睡得眼蒙蒙的蒋思思透过垂下的眼睫瞧见一张男人的脸,她惊恐的连忙阖上眼默念佛号,期望观世音菩萨将可怕的恶梦赶走。

但是那股淡淡的酒味夹杂着熟悉的体味,让她心口咚了一下,还是拒绝相信事实,潜意识里仍当一场梦,只要两眼不张依然在梦中。

只是有些事故意要忽视却忽视不了,就像浴室里的水管漏水,明明只有一小滴一小滴慢慢地滴落,可却能清楚得传入耳内扰人清梦。

结果呢?那逃避的眼悄然地掀开一条小细缝,以眼角的余光辨认真伪。

“早呀!孩子的妈。”她应该睡得很好吧!满脸红润得像清晨的第一道曙光。

“啊--你……你怎么会在这里?!”惊恐加惊吓,等于世纪大恐慌。

“一大早练练肺活量也不错,就怕吵醒其它房客。”声音有力,宏亮悦耳,看来她今天的精神很好。

“喔!对不起,音量要放轻,不然吵到其它客人会被元修砍……”不对!她干么要向他道歉?!“我是说你为什么会在我房里?”

他应该住在最里间的卧室,离她的房间足足有一个台湾海峡远,他怎么攀山越岭,穿越重重海洋过来,那太诡异了。

“门没关。”这是他的理由。

门没关?“门为什么没关,我明明有上锁。”

“因为妳记错了,妳一向没什么记性。”散漫的个性不可能因当了母亲而改变。

“是这样吗?”原来是她又忘了关门,难怪他进得来。

咦,这也不对,又不是他的房间进来干么?

一见她迷惑的眼转为狐疑,神情自在的卫京云为她抚捏略显水肿的腿。“辛苦了,思思,怀孕很累吧!”
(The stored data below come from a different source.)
PR #72673, opened 2026-07-27
fix(qqbot): notify gateway watcher on reconnect exhaustion instead of silent deathFix/qqbot notify gateway

cadezhou:
The QQ (`qqbot`) adapter died silently once its WebSocket reconnect attempts were exhausted (it just called `_mark_disconnected()`), leaving the listener task dead with nothing watching it — the platform never recovered.

This PR makes all three exhaustion paths in `_listen_loop` (rate-limited 4008, `QQCloseError` backoff, generic `Exception`):
- set a `qq_reconnect_exhausted` fatal error (`retryable=True`) so the gateway reconnect watcher takes over;
- schedule the notify as a detached task via `_schedule_fatal_notify()` instead of awaiting inline — the notify chain calls `disconnect()`, which cancels the running `_listen_task`, so an inline await would abort the gateway handler before it re-enqueues the adapter.

Tests
-----
* Added `TestReconnectExhaustionHandoff` covering all three paths, asserting a retryable `qq_reconnect_exhausted` is set, `_mark_disconnected()` is no longer called, and the notify is scheduled as a detached task.
* `tests/gateway/test_qqbot.py` passes 169/169.

Closes #29005

PR #19414, opened 2026-05-03
fix(qqbot): fix 5 reconnect bugs — zombie state, lost close codes, no cooldown, heartbeat timing, missing heartbeat task

Allonz:
## Problem

QQBot adapter enters a **zombie state** after repeated WebSocket disconnections — the adapter process remains alive but stops receiving messages. This was observed in production logs where the connection dropped (code 4009: Session timed out) and then went silent for 93+ minutes.

Root cause: when `_listen_loop` exhausts its reconnect attempts, it simply `return`s without notifying the Gateway's `_platform_reconnect_watcher`. The watcher never knows the adapter has given up, so no higher-level reconnection is attempted.

---

### P0 — Zombie state: `_listen_loop` exit silently dies without notifying Gateway

**Symptom:** After `MAX_RECONNECT_ATTEMPTS` reconnect failures, `_listen_loop` returns but the adapter process stays alive. No messages are received. The `_platform_reconnect_watcher` in `gateway/run.py` is unaware the adapter has given up.

**Fix:** All three exit paths in `_listen_loop` now call `_set_fatal_error("qq_reconnect_exhausted", ..., retryable=True)` before returning. This signals the Gateway's reconnect watcher to take over reconnection at the platform management level.

**Affected paths:**
- Rate limit 4008 backoff exhaustion
- `QQCloseError` (CLOSE/CLOSED events) exhaustion
- Generic `Exception` exhaustion

### P1 — CLOSED/ERROR WebSocket events lose close code and reason

**Symptom:** `WSMsgType.CLOSED` and `WSMsgType.ERROR` events raised a plain `RuntimeError("WebSocket closed")` with no close code or reason. This prevented proper error classification (e.g., distinguishing a server-side 4009 Session Timeout from a network error).

**Fix:** Changed to raise `QQCloseError(msg.data, msg.extra)` instead, preserving the close code and reason for downstream error classification logic.

### P1 — No cooldown period between reconnect failures

**Symptom:** After a failed reconnect attempt, the adapter immediately tries again. The QQ server may not have finished cleaning up the old session, causing the new attempt to fail with a session conflict.

**Fix:** Added a 15-second `await asyncio.sleep(15)` in `_reconnect()` after a failed connection attempt, giving the server time to clean up the old session before the next retry.

### P2 — Heartbeat interval reset on reconnect failure

[...]

PR #17814, opened 2026-04-30
fix(qqbot): trigger fatal error + reconnect when max reconnect attempts reached

fengtianyu88:
## Summary

When the QQ adapters _listen_loop() exhausts all reconnect attempts (MAX_RECONNECT_ATTEMPTS=100), it previously returned silently without notifying the gateway. This left the bot in a zombie state: the gateway believed the platform was connected (is_connected returned True) while the adapter was dead.

## Fix

Use the same _set_fatal_error() + _notify_fatal_error() pattern that telegram.py uses. This triggers:

1. _handle_adapter_fatal_error() in the gateway run loop
2. Adapter removed from self.adapters
3. Platform added to _failed_platforms for background reconnection
4. _platform_reconnect_watcher() picks it up and retries with exponential backoff

Three paths are covered:
- Rate limit (code 4008) exhausts retries
- QQCloseError reconnect failures exceed limit
- General WebSocket exception reconnect failures exceed limit

## Root Cause

Analyzed 11 Reconnect failed events in errors.log:
- All 11 occurred after hermes-gateway restarts
- Pattern: gateway crashes -> adapter is stopped -> REST API calls fail -> gateway restarted -> adapter reconnects
- Fix ensures adapter proactively signals fatal error so gateway reconnects automatically without manual restart

PR #97857, opened 2026-08-29
fix(qqbot): notify gateway when the listen loop gives up instead of going zombie

ttxs69:
## Problem

After a network outage longer than the reconnect budget (backoff 2s→5s→10s→30s→60s × 100 attempts, roughly 1–2h of continuous failure), the QQBot platform adapter becomes a permanent zombie:

- `_listen_loop` exhausts `MAX_RECONNECT_ATTEMPTS` and exits via `_mark_disconnected(); return` — **without setting a fatal error and without notifying the gateway**
- The `_failed_platforms` reconnect watcher only covers platforms that failed at gateway **startup**; nothing polls installed adapters post-startup, and the zombie stays installed in `self.adapters` with `is_connected=False` forever
- Inbound events are gone (no WebSocket); every send waits 15s in `_wait_for_reconnection()` then fails with `Not connected`
- Only a gateway restart recovers the platform

Real-world instance: a DNS outage on 2026-08-19 (~2h, `[Errno 8]`) left a production gateway's qqbot dead for 10 days while Telegram self-healed via the watcher. Gateway logs show the exact sequence: `Reconnect failed: Failed to get QQ Bot access token` ×100 → `Max reconnect attempts reached` → silence.

The same silent-death pattern existed in three more exits:

- **quick-disconnect** (×3 rapid disconnects) and **fatal close codes** (banned/offline/etc.) did call `_set_fatal_error()` but never notified — nothing reads the flag of an installed adapter, so it was equally zombie
- **4008 rate-limit exhaustion** also exited via bare `_mark_disconnected(); return`

## Fix

Every terminal `_listen_loop` exit now goes through `_give_up_and_notify(code, message, retryable=)`:

1. `_set_fatal_error(...)` — error code + retryable flag, `_running=False`
2. `_mark_disconnected()` — `is_connected=False` (ordering matters: it skips its redundant status write once `has_fatal_error` is set)
3. `_notify_fatal_error_detached()` — schedules the gateway's `_handle_adapter_fatal_error` on its own task

The gateway handler then disconnects the zombie and requeues the platform for background reconnection (retryable: max-reconnect ×3, quick-disconnect) or marks it fatal (non-retryable: banned/offline/…) — the exact contract every other adapter already uses; the qqbot listen loop was the one place that never called it.

**Why detached?** The gateway handler calls `adapter.disconnect()`, which awaits `self._listen_task`. Awaiting that from inside the listen loop itself would deadlock (task awaiting itself). The detached task runs the notification after the listen loop has already returned, so the cancel/await in `disconnect()` completes instantly. The wrapper is exception-guarded (best-effort notify) so a gateway-side bug cannot leave an unawaited-task error, and a strong reference on the adapter prevents mid-flight GC.

Two secondary fixes folded in:

- The quick-disconnect exit returns before the shared `_fail_pending("Connection closed")` — it now fails pending response futures itself (defensive parity with sibling adapters)
- Fatal close-code error codes are slugified (`qq_invalid_opcode`, `qq_offline_sandbox_only`) since they now persist in runtime-status `error_code` fields

## Behavior matrix

| Exit | Error code | Retryable | Gateway action |
|---|---|---|---|
| Max reconnect ×3 (generic / QQCloseError / rate-limit) | `qq_max_reconnect` | ✅ | disconnect + requeue, auto-recover when network returns |
| Quick-disconnect ×3 | `qq_quick_disconnect` | ✅ | requeue; recovers once credentials/permissions are fixed |
| Fatal close codes (4001/4002/4010–4014/4914/4915) | `qq_<desc>` (slugified) | ❌ | mark fatal — retrying a banned bot is pointless |

## Tests

4 regression tests in `TestListenLoopFatalNotify` (full suite: 67 passed):

- max-reconnect exhaustion → retryable fatal + handler notified, with the handler calling `adapter.disconnect()` — a regression to inline notification would deadlock/timeout here
- fatal close code (4915) → non-retryable + notified
- quick-disconnect → pending futures settled (future injected late + message asserted, so the assertion discriminates the branch-local `_fail_pending` from the shared one; verified by mutation test)
- raising gateway handler → exception swallowed, no unawaited task error

## Notes

- No gateway-side changes needed — the reconnect watcher, stale-instance guard, and shutdown-race handling (`shutdown_event` check) already exist upstream; this PR just makes qqbot use them
- Reconnect parameters unchanged — the budget is reasonable; only the death behavior after exhausting it was wrong
- No linked issue: searched open PRs/issues for qqbot reconnect/zombie/not-connected, nothing matches

### DIFF
--- a/gateway/platforms/qqbot/adapter.py
+++ b/gateway/platforms/qqbot/adapter.py
@@ -251,6 +251,7 @@ class QQAdapter(BasePlatformAdapter):
         self._http_client: Optional[httpx.AsyncClient] = None
         self._listen_task: Optional[asyncio.Task] = None
         self._heartbeat_task: Optional[asyncio.Task] = None
+        self._fatal_notify_task: Optional[asyncio.Task] = None
         self._heartbeat_interval: float = 30.0  # seconds, updated by Hello
         self._session_id: Optional[str] = None
         self._last_seq: Optional[int] = None
@@ -515,6 +516,49 @@ class QQAdapter(BasePlatformAdapter):
         )
         logger.info("[%s] WebSocket connected to %s", self._log_tag, gateway_url)
 
+    async def _notify_fatal_error_guarded(self) -> None:
+        """Best-effort fatal-error notification — never raises.
+
+        Runs on its own task; an escaping exception would surface only as
+        "Task exception was never retrieved" at GC time and the gateway
+        would silently never learn about the dead adapter.
+        """
+        try:
+            await self._notify_fatal_error()
+        except Exception:  # noqa: BLE001 - notification is best-effort
+            logger.debug("[%s] fatal-error notify failed", self._log_tag, exc_info=True)
+
+    def _notify_fatal_error_detached(self) -> None:
+        """Schedule gateway notification of a fatal error without awaiting it.
+
+        The gateway's fatal-error handler calls ``adapter.disconnect()``,
+        which awaits ``self._listen_task`` — awaiting this very task from
+        inside the listen loop itself would deadlock, so the notification
+        runs on its own task. A strong reference is kept so the task is not
+        garbage-collected mid-notification.
+        """
+        try:
+            self._fatal_notify_task = asyncio.create_task(
+                self._notify_fatal_error_guarded()
+            )
+        except RuntimeError:
+            # No running event loop (e.g. interpreter shutdown) — nothing to notify.
+            pass
+
+    def _give_up_and_notify(self, code: str, message: str, *, retryable: bool) -> None:
+        """Terminal listen-loop exit: set a fatal error and notify the gateway.
+
+        The gateway handler disconnects this zombie adapter and requeues the
+        platform for background reconnection (retryable) or marks it fatal
+        (non-retryable). Callers must ``return`` immediately after this.
+
+        ``_set_fatal_error`` runs before ``_mark_disconnected`` so the latter
+        sees ``has_fatal_error`` and skips its redundant status write.
+        """
+        self._set_fatal_error(code, message, retryable=retryable)
+        self._mark_disconnected()
+        self._notify_fatal_error_detached()
+
     async def _listen_loop(self) -> None:
         """Read WebSocket events and reconnect on errors.
 
@@ -565,7 +609,12 @@ class QQAdapter(BasePlatformAdapter):
                             "Check: 1) AppID/Secret correct 2) Bot permissions on QQ Open Platform",
                             self._log_tag,
                         )
-                        self._set_fatal_error(
+                        # This branch returns before the shared
+                        # _fail_pending("Connection closed") below, so fail
+                        # pending response futures here — a handler-less
+                        # (standalone) adapter would otherwise never settle them.
+                        self._fail_pending("Too many quick disconnects")
+                        self._give_up_and_notify(
                             "qq_quick_disconnect",
                             "Too many quick disconnects — check bot permissions",
                             retryable=True,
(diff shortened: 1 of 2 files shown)


alt-glitch:

Related: #72673 addresses the reconnect-exhaustion handoff. This PR uses a guarded detached notification and also covers the previously unnotified quick-disconnect and fatal-close exits; please consolidate the competing QQBot recovery approaches.

ttxs69:
Acknowledged — and thanks to @cadezhou, who independently diagnosed the same silent-death root cause a month earlier in #72673. I searched for competing work before opening but missed that PR (different vocabulary: "silent death" vs "zombie/not connected").

**Relationship:** both PRs implement the same core mechanism — detached fatal-error notification so the gateway watcher takes over, with the same deadlock rationale (gateway handler → `disconnect()` → awaits `_listen_task`). The remaining delta:

| | #72673 | This PR |
|---|---|---|
| 3× reconnect-exhaustion exits | ✅ | ✅ |
| quick-disconnect exit | ✅ (added after sweeper review) | ✅ |
| fatal close-code exits (banned/offline/…) | ❌ still `_set_fatal_error` without notify → same zombie | ✅ notified, non-retryable |
| notify-task exception guard | ❌ bare `create_task(self._notify_fatal_error())` — a raising gateway handler leaves an unawaited task error and the notification is lost | ✅ guarded best-effort wrapper |
| quick-disconnect `_fail_pending` | ❌ | ✅ (defensive parity) |
| error-code context (last close code / exc) | ✅ | ✅ absorbed in 57499c3cd8, credit in commit message |
| tests | mock `_notify_fatal_error` (noted by sweeper) | real notify chain, handler calls `disconnect()` (deadlock guard), mutation-tested |

**Suggested consolidation:** take this PR as the base — it is a strict superset after absorbing the error-code context, and #72673's remaining gaps are the two real defects above (unguarded notify task, unnotified fatal-close exits). @cadezhou's authorship of the core mechanism deserves credit and is acknowledged in the commit message and PR description.

If the team prefers #72673 as the base instead, I'm happy to port the three fixes there as commits — whichever unblocks the merge fastest works for me. The bug has been live on main for a long time (we hit it in production: a 2h DNS outage on 2026-08-19 left qqbot dead for 10 days).

ttxs69:
Update for the maintainers — full landscape of the four open PRs touching this zombie-adapter bug (consolidation requested by triage on both #72673 and this PR):

| PR | Age | Approach | Status |
|---|---|---|---|
| #19414 | May 3 | 5-bug batch (zombie + close codes + cooldown + heartbeat ×2), +750/−33 | Test quality concerns — e.g. `test_sleep_present_in_reconnect_source` asserts the *source string* contains `asyncio.sleep(15)`; several "method exists" tests. No progress in ~4 months. |
| #17814 | older | `_set_fatal_error` + **inline `await self._notify_fatal_error()`** in the listener | The inline await is the hazard both #72673 and this PR avoid: the gateway handler calls `adapter.disconnect()`, which awaits `self._listen_task` — from inside the listener that self-awaits (deadlock) / cancels the carrier mid-handler, so the platform never reaches `_failed_platforms`. |
| #72673 | Jul 27 | detached notify (same core as here) | Correct core mechanism; missing exception guard on the notify task, fatal-close-code exits still unnotified, quick-disconnect `_fail_pending` (details in my comment there). Also includes a valuable mock-free `GatewayRunner` handoff e2e test. |
| this PR | today | detached + guarded notify, all 5 exits, `_fail_pending`, slugified codes | Strict superset of #72673 after absorbing its error-code context (credit in 57499c3cd8). Two independent review rounds; tests mutation-verified. |

Suggestion to unblock: converge on one base (this PR or #72673 — I'll port my deltas to theirs if preferred), close the superseded ones with credit, and treat the orthogonal pieces separately (#19414's cooldown/heartbeat items are a different scope; #17814's approach is superseded by the detached design). Happy to do the porting/cleanup work either way — the bug has P2 labels on three of these PRs and has been live since well before May.

ttxs69:
Follow-up: the mock-free `GatewayRunner` handoff e2e test from #72673 has been adapted into this PR (18b9459902, error codes adjusted, credit in the commit message) — a retryable fatal now provably reaches the real `_handle_adapter_fatal_error` and lands in `_failed_platforms` with `attempts=0`. Combined coverage is now adapter-side (4 exit tests, mutation-verified) + runner-side e2e, strictly superseding both PRs individually. 69 passed.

“还好,没什么晨吐的现象也不嗜睡,饮食和平时一样不挑嘴……”呃,好象有什么地方怪怪的,老觉得大脑中间有硬块堵住。

不通、不通,她似乎遗忘了一件事。

到底是什么事呢?

想不起来,就是想不起来,苦恼呀!

“女儿还没出生就懂得孝顺妳,不吵不闹地在妳肚子里待上十个月。”乖宝贝,要继续听话,别吵了妳妈咪。

卫京云抚着圆凸的小山,在心里与女儿对话,几个月前她还是指头大小的小胚胎,小小的心脏还未发育好已开始跳动,宣告她的到来。

生命是一个奇迹,谁晓得肉眼瞧不清楚的小东西会如此活跃,在母亲的体内茁壮成长,长出小手小脚和可爱的小身体,双眼微闭地沉睡在温暖的羊水里。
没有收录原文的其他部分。